Class 12 Integration Exercise 7.8 NCERT Solutions

This exercise is based on formulas for integration, before you start the exercise it is advised that you go through the formulas from the following link.

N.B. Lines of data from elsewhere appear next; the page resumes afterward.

Issue #348, opened 2022-02-14
Use cli to run text extraction for CCLW corpus using Adobe Extract API and Embedded Text parser


chrisaballard:
Use the pdf2text cli to extract the text from the english language PDFs in the CCLW corpus and generate the json output files in an s3 bucket. This will create a dataset which will allow us to progress with search and ETL of text data.

- [x] make a list of PDFs from english language CCLW, based on analysis from prototype
- [x] run these through the extract pipeline
- [x] when postprocessing done, rerun `data_to_document` step on all intermediate files

chrisaballard:
Hey team! Please [add your planning poker estimate](https://app.zenhub.com/workspaces/Product-and-Tech-Team-613867967a1a9200123c9aad/issues/climatepolicyradar/navigator/348?planning-poker) with ZenHub @eurolife @kdutia @opyate

kdutia:
@ingemar-cpr @stefl14 and I talked about doing a one-off data cleaning exercise for CCLW to get the document title from each PDF. Before doing this data load we should check that the data is suitable for this.

kdutia:
I emailed adobe today regarding outstanding BAD_PDF and 500 errors, and the timeout and variable page splitting limit issues we were having.

PR #411, opened 2022-03-21
Feat 348 - pdf2text improvements

kdutia:
This PR contains tweaks and improvements to the pdf2text CLI made when running the whole English language CCLW PDF corpus through it, as part of #348. Namely:

1. The max page limits are decreased as these were causing PDFs with many tables to be rejected by the API, even after a split
2. Addition of v. high read and connection timeouts (essentially `=None` in requests, but the Adobe SDK doesn't allow this value), to avoid ReadTimeoutErrors and WriteTimeoutErrors
3. Rotation of text elements as part of `AdobeAPIExtractor` is now measured relative to the page's rotation (e.g. 90º text rotation on a page that is 90º rotated = 0º rotation). I've also raised bug issue #413 as fixing this issue highlighted that line detection is broken for rotated PDFs.
4. Multiprocessing has been added to the CLI to speed up the otherwise slow process. As discussed with @joel-wright we'll  likely have a different multiprocessing implementation in the deployed data pipeline.

There are also a bunch of docstring changes because I branched the version of dev with restrictive docstring formatter rules 😁

**Update:** I've also added two notebooks. One is for us to keep a log of the Adobe errors whilst we resolve it with the Adobe team, and the other is to be able to run the `data_to_document` step on a set of Adobe and pdfalto outputs to produce a new set of json and txt files, as we work on the pipeline and postprocessing steps. The second notebook is required at the moment mainly as the `intermediate` directory contains multiple folders or files per PDF, and I haven't turned it into another CLI because I imagine we'll end up refactoring the CLI to separate the `pdf_to_data` and `data_to_document` processes as we look to deploy it in a workflow management system.


pipeline/Dockerfile
```diff
@@ -6,8 +6,6 @@ WORKDIR /app
 RUN apt update && \
     apt install -y cmake
 
-RUN mkdir ~/.ssh
-RUN ssh-keyscan -H github.com >> ~/.ssh/known_hosts
```
kdutia, line 10: These ssh commands were mistakenly left in the Dockerfile from another PR when we tried to perform `git submodule update` for pdfalto through SSH. We switched to https as on line 13/11 as it was easier in CI.

opyate (approved):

Important integration formulas

Question 1: Evaluate: \int_{-1}^{1} (x + 1) \ dx

Solution:
\begin{aligned} I = \int_{-1}^{1} (x + 1) \ dx \end{aligned}

I = \Big[ \tfrac{x^{2}}{2} + x \Big]_{-1}^{1}

I = \Big( \tfrac{1}{2} + 1 \Big) - \Big( \tfrac{1}{2} - 1 \Big)

I = 2.\

Final Answer: \boxed{ \int_{-1}^{1} (x + 1) \ dx = 2}


Question 2: Evaluate: \int_{2}^{3} \dfrac{1}{x} \ dx

Solution:
I = \int_{2}^{3} \dfrac{1}{x} dx

I = [ \ln x ]_{2}^{3}

I = ln 3 - ln 2

I = \ln \dfrac{3}{2}. \

Final Answer: \boxed{ \int_{2}^{3} \dfrac{1}{x} dx = \ln \dfrac{3}{2}}


Question 3: \int_{1}^{2} \big(4x^{3} - 5x^{2} + 6x + 9\big) \ dx

Solution:
I = \int_{1}^{2} (4x^{3} - 5x^{2} + 6x + 9) \ dx

I = \Big[ x^{4} - \tfrac{5}{3}x^{3} + 3x^{2} + 9x \Big]_{1}^{2}

I = [ 2^{4} - \tfrac{5}{3}\cdot2^{3} + 3\cdot2^{2} + 9\cdot2 \Big] - [ 1^{4} - \tfrac{5}{3}\cdot1^{3} + 3\cdot1^{2} + 9\cdot1 \Big]

I = \dfrac{64}{3}

Final Answer: \boxed{\int_{1}^{2} (4x^{3} - 5x^{2} + 6x + 9) \ dx = \dfrac{64}{3}}


Question 4: \int_{0}^{\tfrac{\pi}{4}} \sin 2x \ dx

Solution:
I = \int_{0}^{\tfrac{\pi}{4}} \sin 2x \ dx

I = \Big[ -\tfrac{1}{2}\cos 2x \Big]_{0}^{\pi/4}

I = 0 - \Big( -\tfrac{1}{2} \Big)

I = \tfrac{1}{2}

Final Answer: \boxed{\int_{0}^{\tfrac{\pi}{4}} \sin 2x \ dx = \tfrac{1}{2}}


Question 5: \int_{0}^{\tfrac{\pi}{2}} \cos 2x \ dx

Solution:
I = \int_{0}^{\tfrac{\pi}{2}} \cos 2x \ dx

I = \Big[ \tfrac{1}{2}\sin 2x \Big]_{0}^{\pi/2}

I = \Big[ \tfrac{1}{2}\sin (2\cdot \frac{\pi}{2}) \Big] - \Big[ \tfrac{1}{2}\sin 2\cdot 0 \Big]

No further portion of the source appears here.